> [What the task requires]: Even if a line seems odd, print it as it is, and include every record.

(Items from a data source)
PR #669, opened 2026-06-13
fix(brew): trust ublue-os/tap and ublue-os/experimental-tap for Homebrew 6.0

castrojo:
Closing as superseded by PR #672, which includes all changes from this PR in its second commit (brew tap trust fix). Will land as part of #672.


hanthor (dismissed):

hanthor (commented):
## Adversarial review note

### [BLOCKER] Superseded by common#672
common#672 includes all changes from this PR in its second commit. Both are open. This PR should close once #672 is ready to merge.

### [MEDIUM] Repeated tap warning on devmode toggle
`system.just:138-143` — `brew tap --trust` now warns "Already tapped!" every time devmode is toggled. Previously `2>/dev/null || true` suppressed this. The `|| true` removal is correct (errors should surface), but the "already tapped" case is not an error.

**Fix:** Add `2>/dev/null` (not `|| true`) for the pre-existing success case: `brew tap --trust ublue-os/tap 2>/dev/null`. Genuine failures still surface.

Issue #559, opened 2026-06-10
[quality] ublue-rollback-helper has zero behavior tests


clubanderson:
## Finding

`system_files/bluefin/usr/bin/ublue-rollback-helper` is a user-facing image rebase tool with complex branching logic:

- LTS mode detection via image tag
- Tag filtering with `skopeo list-tags` and regex
- Channel selection (stable/stable-daily/latest vs lts/lts-hwe)
- Image variant mapping (bluefin/bluefin-dx/nvidia variants)
- Conditional rebase via `bootc switch` or `rpm-ostree rebase`

The script is ~80 lines with interactive `gum` prompts, but the **pure logic** (LTS detection, tag filtering, image/channel mapping, rebase target construction) can be extracted into testable functions.

**Risk:** Incorrect rebase target construction could strand users on wrong image channels or break updates entirely.

## Recommendation

1. Extract pure functions (`list_tags`, LTS detection, channel-to-image mapping, rebase target assembly) into a sourceable helper
2. Write bats tests covering:
   - LTS mode detection from image tag
   - Tag filtering regex for each channel type
   - HWE vs non-HWE tag separation
   - Rebase target string construction for all variants
3. Add to `unit-tests.yml` workflow

## Priority
- Impact: **high** (user-facing, data-loss risk if wrong rebase target)
- Effort: medium (requires refactoring interactive script into testable pieces)

---
*Filed by quality agent (hold-gated mode)*

**Common · issue pipeline**

```text
  ▶  triage     needs kind/ + area/ then /approve
  ·  discussing —
  ·  queued     —
  ·  claimed    —
  ·  done       —
```

**area:** — &nbsp; **priority:** —  
**maintainer:** set kind/ + area/ labels, then comment /approve  
**reporter:** answer questions; add repro steps if a bug

castrojo:
Closing as duplicate of #564 (ublue-rollback-helper complex branching logic untested), which contains the more detailed analysis and test recommendations. All context from this issue is captured there.

PR #675, opened 2026-06-13
feat(nvidia): enable nvidia-cdi-refresh systemd preset for CDI GPU passthrough

castrojo:
Closing as redundant with upstream RPM.

The `nvidia-container-toolkit-base` RPM (which Bluefin NVIDIA images already ship) includes `90-nvidia-container-toolkit.preset` in its `%package base` section, which enables the same `nvidia-cdi-refresh.path` and `nvidia-cdi-refresh.service` units that this PR targets.

Verified via: https://github.com/NVIDIA/nvidia-container-toolkit/blob/main/packaging/rpm/SPECS/nvidia-container-toolkit.spec

Adding a custom `80-nvidia-container-toolkit.preset` would shadow the upstream preset, masking future upstream changes with no functional benefit.

hanthor review confirmed the gap — closing rather than merging.

### DIFF
--- a/system_files/nvidia/usr/lib/systemd/system-preset/80-nvidia-container-toolkit.preset
+++ b/system_files/nvidia/usr/lib/systemd/system-preset/80-nvidia-container-toolkit.preset
@@ -1,0 +1,10 @@
+# Enable CDI spec auto-generation so 'podman run --device nvidia.com/gpu=all' works
+# out of the box on nvidia image variants.
+#
+# nvidia-cdi-refresh.path watches /lib/modules/*/modules.dep and /usr/bin/nvidia-ctk
+# and re-triggers nvidia-cdi-refresh.service whenever the driver or toolkit changes.
+# The service runs 'nvidia-ctk cdi generate' and writes /var/run/cdi/nvidia.yaml.
+#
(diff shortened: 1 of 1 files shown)


hanthor (commented):
## Adversarial review — optional improvement

### [HIGH] Redundant with upstream NVIDIA preset
`system_files/nvidia/usr/lib/systemd/system-preset/80-nvidia-container-toolkit.preset` is functionally identical to NVIDIA upstream `90-nvidia-container-toolkit.preset` shipped in the `nvidia-container-toolkit-base` RPM. Both enable the same units. Systemd handles duplicate enables gracefully, but the duplication masks future upstream changes and adds maintenance.

**Fix:** Verify the upstream RPM ships the preset. If so, drop this custom file. If the RPM does NOT include the preset (e.g., `-base` variant excludes it), document the gap explicitly so future maintainers know why the custom preset is needed.

### [MEDIUM] Cross-PR dependency on bluefin#559
This preset enables `nvidia-cdi-refresh.*` units that are installed by bluefin#559. If this PR merges before #559, the preset enables non-existent units (systemd ignores missing preset targets, so it is safe but silent). The dependency is mentioned in the PR body but not enforced by CI.

**Note:** No action needed if merge order is coordinated — just making the dependency explicit.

> [Response area]:
PR #669, opened 2026-06-13
fix(brew): trust ublue-os/tap and ublue-os/experimental-tap for Homebrew 6.0

castrojo:
Closing as superseded by PR #672, which includes all changes from this PR in its second commit (brew tap trust fix). Will land as part of #672.


hanthor (dismissed):

hanthor (commented):
## Adversarial review note

### [BLOCKER] Superseded by common#672
common#672 includes all changes from this PR in its second commit. Both are open. This PR should close once #672 is ready to merge.

### [MEDIUM] Repeated tap warning on devmode toggle
`system.just:138-143` — `brew tap --trust` now warns "Already tapped!" every time devmode is toggled. Previously `2>/dev/null || true` suppressed this. The `|| true` removal is correct (errors should surface), but the "already tapped" case is not an error.

**Fix:** Add `2>/dev/null` (not `|| true`) for the pre-existing success case: `brew tap --trust ublue-os/tap 2>/dev/null`. Genuine failures still surface.

Issue #559, opened 2026-06-10
[quality] ublue-rollback-helper has zero behavior tests


clubanderson:
## Finding

`system_files/bluefin/usr/bin/ublue-rollback-helper` is a user-facing image rebase tool with complex branching logic:

- LTS mode detection via image tag
- Tag filtering with `skopeo list-tags` and regex
- Channel selection (stable/stable-daily/latest vs lts/lts-hwe)
- Image variant mapping (bluefin/bluefin-dx/nvidia variants)
- Conditional rebase via `bootc switch` or `rpm-ostree rebase`

The script is ~80 lines with interactive `gum` prompts, but the **pure logic** (LTS detection, tag filtering, image/channel mapping, rebase target construction) can be extracted into testable functions.

**Risk:** Incorrect rebase target construction could strand users on wrong image channels or break updates entirely.

## Recommendation

1. Extract pure functions (`list_tags`, LTS detection, channel-to-image mapping, rebase target assembly) into a sourceable helper
2. Write bats tests covering:
   - LTS mode detection from image tag
   - Tag filtering regex for each channel type
   - HWE vs non-HWE tag separation
   - Rebase target string construction for all variants
3. Add to `unit-tests.yml` workflow

## Priority
- Impact: **high** (user-facing, data-loss risk if wrong rebase target)
- Effort: medium (requires refactoring interactive script into testable pieces)

---
*Filed by quality agent (hold-gated mode)*

**Common · issue pipeline**

```text
  ▶  triage     needs kind/ + area/ then /approve
  ·  discussing —
  ·  queued     —
  ·  claimed    —
  ·  done       —
```

**area:** — &nbsp; **priority:** —  
**maintainer:** set kind/ + area/ labels, then comment /approve  
**reporter:** answer questions; add repro steps if a bug

castrojo:
Closing as duplicate of #564 (ublue-rollback-helper complex branching logic untested), which contains the more detailed analysis and test recommendations. All context from this issue is captured there.

PR #675, opened 2026-06-13
feat(nvidia): enable nvidia-cdi-refresh systemd preset for CDI GPU passthrough

castrojo:
Closing as redundant with upstream RPM.

The `nvidia-container-toolkit-base` RPM (which Bluefin NVIDIA images already ship) includes `90-nvidia-container-toolkit.preset` in its `%package base` section, which enables the same `nvidia-cdi-refresh.path` and `nvidia-cdi-refresh.service` units that this PR targets.

Verified via: https://github.com/NVIDIA/nvidia-container-toolkit/blob/main/packaging/rpm/SPECS/nvidia-container-toolkit.spec

Adding a custom `80-nvidia-container-toolkit.preset` would shadow the upstream preset, masking future upstream changes with no functional benefit.

hanthor review confirmed the gap — closing rather than merging.

### DIFF
--- a/system_files/nvidia/usr/lib/systemd/system-preset/80-nvidia-container-toolkit.preset
+++ b/system_files/nvidia/usr/lib/systemd/system-preset/80-nvidia-container-toolkit.preset
@@ -1,0 +1,10 @@
+# Enable CDI spec auto-generation so 'podman run --device nvidia.com/gpu=all' works
+# out of the box on nvidia image variants.
+#
+# nvidia-cdi-refresh.path watches /lib/modules/*/modules.dep and /usr/bin/nvidia-ctk
+# and re-triggers nvidia-cdi-refresh.service whenever the driver or toolkit changes.
+# The service runs 'nvidia-ctk cdi generate' and writes /var/run/cdi/nvidia.yaml.
+#
(diff shortened: 1 of 1 files shown)


hanthor (commented):
## Adversarial review — optional improvement

### [HIGH] Redundant with upstream NVIDIA preset
`system_files/nvidia/usr/lib/systemd/system-preset/80-nvidia-container-toolkit.preset` is functionally identical to NVIDIA upstream `90-nvidia-container-toolkit.preset` shipped in the `nvidia-container-toolkit-base` RPM. Both enable the same units. Systemd handles duplicate enables gracefully, but the duplication masks future upstream changes and adds maintenance.

**Fix:** Verify the upstream RPM ships the preset. If so, drop this custom file. If the RPM does NOT include the preset (e.g., `-base` variant excludes it), document the gap explicitly so future maintainers know why the custom preset is needed.

### [MEDIUM] Cross-PR dependency on bluefin#559
This preset enables `nvidia-cdi-refresh.*` units that are installed by bluefin#559. If this PR merges before #559, the preset enables non-existent units (systemd ignores missing preset targets, so it is safe but silent). The dependency is mentioned in the PR body but not enforced by CI.

**Note:** No action needed if merge order is coordinated — just making the dependency explicit.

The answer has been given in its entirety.